Question

Which of the following differential equation $y=c_1{e}^x+c_2{e}^{-x}$ as a general solution?

• A. $\frac{d^{2}y}{d{x}^2}+y=0$
• B. $\frac{d^{2}y}{d{x}^2}-y=0$
• C. $\frac{d^{2}y}{d{x}^2}+1=0$
• D. )$\frac{d^{2}y}{d{x}^2}-1=0$

Answer 1

The correct option is B

$\frac{d^{2}y}{d{x}^2}-y=0$

Explanation for the correct option:

Option B.$\frac{d^{2}y}{d{x}^2}-y=0$

Consider $y=c_1{e}^x+c_2{e}^{-x}$.

Differentiate the given function on both sides with respect to $x$.
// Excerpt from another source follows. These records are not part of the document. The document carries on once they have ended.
PR #1216, opened 2024-07-16
[frontend] add delete option for scenarios/exercises

savacano28:
### Proposed changes

* Delete a list of injects in scenarios/exercise.
* Some fix de style

### Related issues

* https://github.com/OpenBAS-Platform/openbas/issues/1157
*

### Checklist

### Further comments

### DIFF
--- a/openbas-api/src/main/java/io/openbas/rest/exercise/ExerciseService.java
+++ b/openbas-api/src/main/java/io/openbas/rest/exercise/ExerciseService.java
@@ -6,8 +6,6 @@ import io.openbas.config.OpenBASConfig;
 import io.openbas.database.model.*;
 import io.openbas.database.repository.ArticleRepository;
 import io.openbas.database.repository.ExerciseRepository;
-import io.openbas.database.repository.TagRepository;
-import io.openbas.rest.exercise.form.ExerciseCreateInput;
 import io.openbas.rest.exercise.form.ExerciseSimple;
 import io.openbas.rest.inject.service.InjectDuplicateService;
 import io.openbas.service.GrantService;
@@ -37,7 +35,6 @@ import java.util.stream.Collectors;
 
 import static io.openbas.database.criteria.ExerciseCriteria.countQuery;
 import static io.openbas.helper.StreamHelper.fromIterable;
-import static io.openbas.helper.StreamHelper.iterableToSet;
 import static io.openbas.utils.AtomicTestingUtils.getExpectationResultByTypes;
 import static io.openbas.utils.Constants.ARTICLES;
 import static io.openbas.utils.Constants.MAX_SIZE_OF_STRING;
@@ -62,7 +59,6 @@ public class ExerciseService {
 
     private final ArticleRepository articleRepository;
     private final ExerciseRepository exerciseRepository;
-    private final TagRepository tagRepository;
 
     // region properties
     @Value("${openbas.mail.imap.enabled}")
--- a/openbas-api/src/main/java/io/openbas/rest/exercise/ExerciseService.java
+++ b/openbas-api/src/main/java/io/openbas/rest/exercise/ExerciseService.java
@@ -2,13 +2,18 @@ package io.openbas.rest.exercise;
 
 import com.fasterxml.jackson.databind.JsonNode;
 import com.fasterxml.jackson.databind.node.ArrayNode;
+import io.openbas.config.OpenBASConfig;
 import io.openbas.database.model.*;
 import io.openbas.database.repository.ArticleRepository;
 import io.openbas.database.repository.ExerciseRepository;
+import io.openbas.database.repository.TagRepository;
+import io.openbas.rest.exercise.form.ExerciseCreateInput;
 import io.openbas.rest.exercise.form.ExerciseSimple;
 import io.openbas.rest.inject.service.InjectDuplicateService;
+import io.openbas.service.GrantService;
 import io.openbas.service.InjectService;
 import io.openbas.service.VariableService;
+import jakarta.annotation.Resource;
 import jakarta.persistence.EntityManager;
 import jakarta.persistence.PersistenceContext;
 import jakarta.persistence.Tuple;
@@ -16,6 +21,7 @@ import jakarta.persistence.TypedQuery;
 import jakarta.persistence.criteria.*;
 import jakarta.validation.constraints.NotBlank;
 import lombok.RequiredArgsConstructor;
+import org.springframework.beans.factory.annotation.Value;
 import org.springframework.data.domain.Page;
 import org.springframework.data.domain.PageImpl;
 import org.springframework.data.domain.Pageable;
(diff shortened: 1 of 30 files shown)


openbas-api/src/main/java/io/openbas/rest/exercise/ExerciseService.java
```diff
@@ -168,6 +186,23 @@ private List<ExerciseSimple> execution(TypedQuery<Tuple> query) {
                 .toList();
     }
 
+    // -- CREATION --
+
+    @Transactional
```
Dimfacion, line 191: This is great 👍

openbas-api/src/test/java/io/openbas/rest/InjectApiTest.java
```diff
@@ -1,175 +1,360 @@
...
+    private CommunicationRepository communicationRepository;
+    @Autowired
+    private InjectExpectationRepository injectExpectationRepository;
+    @Autowired
+    private TeamRepository teamRepository;
+    @Autowired
+    private InjectorContractRepository injectorContractRepository;
+
+    @BeforeAll
+    void beforeAll() {
```
Dimfacion, line 65: I might miss something but wouldn't it be better to mock the repositories instead of creating and deleting elements in a @BeforeAll and @AfterAll annotation ?

openbas-front/src/actions/Inject.js
```diff
@@ -55,6 +55,11 @@ export const deleteInjectForExercise = (exerciseId, injectId) => (dispatch) => {
   return delReferential(uri, 'injects', injectId)(dispatch);
 };
 
+export const bulkDeleteInjectsForExercise = (exerciseId, injectIds) => (dispatch) => {
+  const uri = `/api/exercises/${exerciseId}/injects/delete`;
```
Dimfacion, line 59: I'm wondering if we shouldn't have a file with all URI ?

openbas-api/src/test/java/io/openbas/rest/InjectApiTest.java
savacano28: In this case, it is an integration test, so I usually don't use mocks (just for 3rd services)... but, it's true that I'd prefer another way to load and clean data for the tests, perhaps a sql script...

Dimfacion: Ok, I usually mock DB calls and 3rd party services in my integration tests but I understand why you'd want to keep them. Not for this PR but maybe we could think of a throwable DB used only for tests.

Dimfacion:
From reading your code, I was expecting the dialog to switch from 'these' to 'this' if only one inject is selected. Did I misunderstood it ?
image

openbas-front/src/actions/Inject.js
savacano28: open-api? /api-docs

Dimfacion: No, I meant having a file in the frontend with all the URI for API calls as constant so they are all in the same place.

savacano28:
@Dimfacion Yes, it should be: this inject, I'm trying to reproduce it. ty!

openbas-front/src/actions/Inject.js
savacano28: I don't think we have a file with all URLs, but we usually have a file for each resource.

Dimfacion (dismissed):

openbas-api/src/main/java/io/openbas/service/InjectService.java
```diff
@@ -129,8 +129,16 @@ public Inject updateInjectStatus(String injectId, InjectUpdateStatusInput input)
         return injectRepository.save(inject);
     }
 
-    public List<InjectOutput> injects(Specification<Inject> specification) {
-        CriteriaBuilder cb = this.entityManager.getCriteriaBuilder();
+
+  @Transactional(rollbackOn = Exception.class)
+  public void deleteAllByIds(List<String> injectIds) {
+    if (injectIds != null && !injectIds.isEmpty()) {
```
RomuDeuxfois, line 135: You can use !CollectionUtils.isEmpty(injectIds)

openbas-model/src/main/java/io/openbas/database/repository/InjectRepository.java
```diff
@@ -23,6 +23,11 @@ public interface InjectRepository extends CrudRepository<Inject, String>, JpaSpe
   @NotNull
   Optional<Inject> findById(@NotNull String id);
 
+  List<Inject> findByExerciseId(@NotNull String exerciseId);
+
+  @NotNull
+  List<Inject> findByScenarioId(@NotNull String scenarioId);
```
RomuDeuxfois, line 29: Oh that's great
If you have time, you can use it in InjectAPI.scenarioInjects method
It will be clearer

openbas-model/src/main/java/io/openbas/database/repository/InjectRepository.java
```diff
@@ -23,6 +23,11 @@ public interface InjectRepository extends CrudRepository<Inject, String>, JpaSpe
   @NotNull
   Optional<Inject> findById(@NotNull String id);
 
+  List<Inject> findByExerciseId(@NotNull String exerciseId);
```
RomuDeuxfois, line 26: Oh that's great
If you have time, you can use it in InjectAPI.exerciseInjects method
It will be clearer

openbas-front/src/admin/components/settings/users/Users.js
```diff
@@ -47,7 +47,7 @@ const useStyles = makeStyles(() => ({
 
 const inlineStyles = {
   user_email: {
-    width: '25%',
+    width: '20%',
```
RomuDeuxfois, line 50: Why are you changing this ?

RomuDeuxfois:
Tested 🆗

openbas-api/src/main/java/io/openbas/rest/inject/InjectApi.java
```diff
@@ -331,6 +331,12 @@ public void deleteInject(@PathVariable String exerciseId, @PathVariable String i
         injectRepository.deleteById(injectId);
     }
 
+    @PostMapping(EXERCISE_URI + "/{exerciseId}/injects/delete")
```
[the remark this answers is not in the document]
savacano28: I'd prefer to use a POST request for the request body, especially considering the limitations of requestparam. However, I can use @DeleteMapping and still include a request body... so...

openbas-front/src/admin/components/settings/users/Users.js
savacano28: I have some tags that were closely spaced in users, so I adjusted the column size for that. However, I could also display fewer tags to avoid the problem. :)

RomuDeuxfois (approved):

$\begin{array}{rcl}\frac{dy}{dx}& =& \frac{d}{dx}\left(c_1{e}^x+c_2{e}^{-x}\right)\\ & \Rightarrow & \frac{dy}{dx}=\frac{d}{dx}\left(c_1{e}^x\right)+\frac{d}{dx}\left(c_2{e}^{-x}\right)\\ & \Rightarrow & \frac{dy}{dx}=c_1{e}^x-c_2{e}^{-x}\left[\therefore \frac{d}{dx}\left(c_1{e}^x\right)=c_2\frac{d}{dx}\left(e^x\right)\right]\end{array}$

Again differentiate both sides with respect to $x$ to determine the second derivative:

$\begin{array}{rcl}\frac{d^{2}y}{d{x}^2}& =& \frac{d}{dx}\left(c_1{e}^x-c_2{e}^{-x}\right)\\ & \Rightarrow & \frac{d^{2}y}{d{x}^2}=\frac{d}{dx}\left(c_1{e}^x\right)-\frac{d}{dx}\left(c_2{e}^{-x}\right)\\ & \Rightarrow & \frac{d^{2}y}{d{x}^2}=c_1{e}^x+c_2{e}^{-x}\left[\therefore \frac{d}{\mathrm{dx}}\left(e^{-x}\right)=-e^{-x}\right]\\ & \Rightarrow & \frac{d^{2}y}{d{x}^2}=y\\ & \Rightarrow & \frac{d^{2}y}{d{x}^2}-y=0\end{array}$

Hence, option (B) is correct.

Explanation for incorrect option:

Since the required second derivative of the solution of the given function is not equivalent value mention Option (A), Option (C), and Option (D)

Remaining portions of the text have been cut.